PR #837, opened 2018-06-19
Repro for node_modules not taking effect.

mprobst:

PR #877, opened 2018-07-27
WIP: Update to rules_nodejs 0.11.2

gregmagolan:
DO NOT MERGE YET

Includes transitive skylib dep now required by rules_nodejs

### DIFF
--- a/WORKSPACE
+++ b/WORKSPACE
@@ -2,9 +2,16 @@ workspace(name="tsickle")
 
 http_archive(
     name = "build_bazel_rules_nodejs",
-    url = "https://github.com/bazelbuild/rules_nodejs/archive/0.9.1.zip",
-    strip_prefix = "rules_nodejs-0.9.1",
-    sha256 = "6139762b62b37c1fd171d7f22aa39566cb7dc2916f0f801d505a9aaf118c117f",
+    urls = ["https://github.com/bazelbuild/rules_nodejs/archive/0.11.2.zip"],
+    strip_prefix = "rules_nodejs-0.11.2",
+    sha256 = "c00d5381adeefb56e0ef959a7b168cae628535dab933cfad1c2cd1870cd7c9de",
+)
+
+http_archive(
+    name = "bazel_skylib",
+    urls = ["https://github.com/bazelbuild/bazel-skylib/archive/0.3.1.zip"],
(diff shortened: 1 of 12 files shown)


gregmagolan:
This is to test the latest rules_nodejs release downstream. Its failing on something unexpected:
```
rc/jsdoc_transformer.ts:87:68 - error TS4078: Parameter 'decl' of exported function has or is using private name 'HasTypeParameters'.
87 export function maybeAddTemplateClause(docTags: jsdoc.Tag[], decl: HasTypeParameters) {
                                                                      ~~~~~~~~~~~~~~~~~
```
Any ideas? Doesn't seem related to updating rules_nodejs. Looks more like a typescript version issue but maybe the latest rules_nodejs brought that out since it prevents typescript 2.7.2 from getting resolved by ts_library and uses the user typescript version instead which is `"typescript": "git://github.com/mprobst/TypeScript.git#5456479a4a"` in this case.

gregmagolan:
@mprobst I'm getting failures on the tests for past typescript versions with the updates of rules_nodejs & rules_typescript. Could you take a quick look a let me know what you think? The updates for the rules fix some issues with non-hermetic resolves so its possible that the tests were not being run correctly before. Is tsickle expected to work with all of these typescript versions?

evmar:
https://github.com/angular/tsickle/pull/837 has a repro with some links to bugs I think.

evmar:
(I don't understand that bug or what's gone wrong here, sorry if it's not relevant.)

mprobst:
@gregmagolan thanks for the PR. That the tests are failing actually indicates things are working - we had no test coverage for old TS versions for a while now, so of course things diverged.

@evmar @rkirov @alexeagle given that we've been in this broken state for a year, I strongly suspect there's no value in us to maintain this backwards-compat test suite. The g3 users are on a fixed version anyway, and Angular is no longer using substantial parts of tsickle AFAIU (and in the process of migrating away entirely). Should we just drop `test_ts*` and only run with the one TS version?

@gregmagolan this might sound a bit as if this work wasn't worth it, but I find it really reassuring that we now have a hermetic version of the node_modules that does what we expect it to do, so nothing went to waste here.

mprobst:
Obsolete.

PR #879, opened 2018-07-31
Support exporting local type aliases.

mprobst:
The error reporting mechanism here was plain wrong, it is totally fine
to export symbols that do not have an alias, because they are defined
locally or globally.

### DIFF
--- a/src/jsdoc_transformer.ts
+++ b/src/jsdoc_transformer.ts
@@ -795,8 +795,6 @@ export function jsdocTransformer(
         if (host.untyped) return exportDecl;
 
         const result: ts.Node[] = [exportDecl];
-        const typeTranslator =
-            moduleTypeTranslator.newTypeTranslator(ts.getOriginalNode(exportDecl));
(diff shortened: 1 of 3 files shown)


src/jsdoc_transformer.ts
```diff
@@ -805,12 +803,8 @@ export function jsdocTransformer(
...
           if (!isTypeAlias) continue;
-          const typeName = moduleTypeTranslator.symbolsToAliasedNames.get(aliasedSymbol);
-          if (!typeName) {
-            moduleTypeTranslator.error(
-                ts.getOriginalNode(exportDecl), `cannot find alias for re-exported symbol`);
-            continue;
-          }
+          const typeName =
+              moduleTypeTranslator.symbolsToAliasedNames.get(aliasedSymbol) || aliasedSymbol.name;
           // Leading newline prevents the typedef from being swallowed.
```
evmar: May as well delete this comment while you're in here.

PR #880, opened 2018-07-31
Update to TS 3.0

alippai:


mprobst:
Thanks for the contribution!

I'd expect this PR to fail, because tsickle depends on a deprecated TS API that was removed in 3.0 (SymbolBuilder). Fixing that will be a bit tricky from the way it looks, so it might be a while until we can move forward here.

alippai:
Oh, I see now. I'll stop assuming https://github.com/Microsoft/TypeScript/wiki/Breaking-Changes#typescript-30 is detailed enough :) :P

alippai:
https://github.com/Microsoft/TypeScript/wiki/API-Breaking-Changes this is the correct link (with the correct change notice)

evmar:
Yep, I started exploring our options in https://github.com/angular/tsickle/pull/878 but it sounds like it might not be easy.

##########

- **What is required**:
Looking at the entries above, find how many lines include the word "getting" and write that number alone.

- **Written response**:
2